Towards A Universally Transferable Acceleration Method for Density Functional Theory
Zhe Liu, Yuyan Ni, Zhichen Pu, Qiming Sun, Siyuan Liu, Wen Yan
TL;DR
This work addresses the challenge of transferable acceleration for KS-DFT by shifting the ML target from Hamiltonians or density matrices to the electron density itself, represented in a compact auxiliary-basis expansion. By training E(3)-equivariant networks to predict density coefficients, the authors show that the KS initial guess constructed from predicted density enables SCF convergence with strong size transferability across systems up to large atoms and across diverse basis sets and XC functionals. The SCFbench dataset is introduced to benchmark transferability and scalability, and two architectures (NequIP and QHNet) are adapted with a species-dependent equivariant head to predict density coefficients, achieving substantial reductions in SCF iterations and often near-ideal convergence. The results indicate this electron-density-centric approach can realize a universally transferable DFT-acceleration method, with broad practical impact for scalable quantum-chemistry workflows, and the authors release code and data to catalyze future work.
Abstract
Recently, sophisticated deep learning-based approaches have been developed for generating efficient initial guesses to accelerate the convergence of density functional theory (DFT) calculations.
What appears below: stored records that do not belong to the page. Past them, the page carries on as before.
PR #460, opened 2025-05-19
Fix web apps installation and uninstallation

### LINKED ISSUE #458: ChatGPT web apps isn't searchable by Ulancher or ubuntu app search
After I install ChatGPT web app it cannot be found in Ulancher / Ubuntu search

Kasui92:
Install and uninstall procedures were not being invoked correctly due to mismatched cases. I normalized following what was done for the other multiple-select chooses.

Fixes #458

### DIFF
--- a/install/desktop/optional/select-web-apps.sh
+++ b/install/desktop/optional/select-web-apps.sh
@@ -1,24 +1,26 @@
 source $OMAKUB_PATH/defaults/bash/functions
 
 AVAILABLE_WEB_APPS=("Chat GPT" "Google Photos" "Google Contacts" "Tailscale")
-apps=$(gum choose "${AVAILABLE_WEB_APPS[@]}" --no-limit --height 7 --header "Select web apps")
+APPS=$(gum choose "${AVAILABLE_WEB_APPS[@]}" --no-limit --height 7 --header "Select web apps" | tr ' ' '-')
 
-if [[ -n "$apps" ]]; then
-  for app in $apps; do
+if [[ -n "$APPS" ]]; then
+  for APP in $APPS; do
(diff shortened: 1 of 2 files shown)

While the actual initial guesses are often density matrices (DM), quantities that can convert into density matrices also qualify as alternative forms of initial guesses. Hence, existing works mostly rely on the prediction of the Hamiltonian matrix for obtaining high-quality initial guesses. However, the Hamiltonian matrix is both numerically difficult to predict and intrinsically non-transferable, hindering the application of such models in real scenarios. In light of this, we propose a method that constructs DFT initial guesses by predicting the electron density in a compact auxiliary basis representation using E(3)-equivariant neural networks. Trained on small molecules with up to 20 atoms, our model is able to achieve an average 33.3% self-consistent field (SCF) step reduction on systems up to 60 atoms, substantially outperforming Hamiltonian-centric and DM-centric models. Critically, this acceleration remains nearly constant with increasing system sizes and exhibits strong transferring behaviors across orbital basis sets and exchange-correlation (XC) functionals. To the best of our knowledge, this work represents the first and robust candidate for a universally transferable DFT acceleration method. We are also releasing the SCFbench dataset and its accompanying code to facilitate future research in this promising direction.